┌─ Record set

Issue #952, opened 2022-02-23
Authoring of triple-backtick codblocks prevents rendering in Jekyll/Liquid


pawsey-kbuckley:
There are a swathe of instances, throughout the source of these docs,
where "code blocks" are begun with the triple-backtick marker, but
are never closed with a corresponding one.

Whilst appreciating that you can "get away with it" in some rendering
environments, it's rather poor form, and,  more importantly,  it does 
break rendering in some envirtonments, with Jekyll/Liquid being the
one I have been trying to use locally.

Given that there are examples of code block markup where the author
has done the "right thing", it's clearly not some  "internal style guide 
authoring thing": more likely the result of an ad-hoc approach?

Any chance of fixing this up? 

Reason for not forking is that there is just too much of it to clean up!

denniswalker:
Appreciate the feedback. We're looking into this now.

gbaker-hpe:
Thanks for creating the issue and for the follow-up PRs.  This is a good change and can merge once the PRs are fixed up.

pawsey-kbuckley:
Just following up on this, now the heat is off a bit here.

I gave up trying to re-base and just cloned the latest main branch
and have just pulled it up to date, so as to be at commit

```
3098cced5a0 (upstream/main, upstream/HEAD, main) CASMINST-4695: More linting
```

The good news:

I have only found one instance of triple-backticks code-blocks not having 
been coded correctly.

That's at line 539 in this file,

```
./operations/kubernetes/Troubleshoot_Postgres_Database.md
```
where there's a block closed with a double tick, not a triple.


Some other news:

There's one place where the basic script I have been running to check, for
unclosed triple-backticks running into other Markdown commands, trips up,
and that's because of the use of a double-hash inside a code block, eg

```
## This example assumes the csm-1.0.0 release is currently running and the csm-1.0.0.tar.gz has been pulled down under /root
ncn# cd /root
ncn# tar -xzf csm-1.0.0.tar.gz
```

where the double-hash is the 2nd-level heading markup in Markdown.

FWIW, that's at line 73 in 

```
./operations/CSM_product_management/Post_Install_Customizations.md
```

and it's worth noting that the comment pretty much echoes the text in the
paragraph above the code-block anyway.

Now yes, I could try and write a better parser, but do you (or perhaps: do the docs) need 
to have comments inside the code-blocks anyway?

It doesn't look, given the prompts, as though such code-blocks are meant to
[...]

PR #978, opened 2022-02-28
Authoring of triple-backtick codblocks prevents rendering in Jekyll/Liquid (Follow up)

pawsey-kbuckley:
## Summary and Scope

In my original reporting of the underlying issue

https://github.com/Cray-HPE/docs-csm/issues/952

└─

(Exercise directions): Whenever "rendering" shows up in a line of the listing, copy that whole line.

(Solved exercise):
Authoring of triple-backtick codblocks prevents rendering in Jekyll/Liquid
Whilst appreciating that you can "get away with it" in some rendering
break rendering in some envirtonments, with Jekyll/Liquid being the
Authoring of triple-backtick codblocks prevents rendering in Jekyll/Liquid (Follow up)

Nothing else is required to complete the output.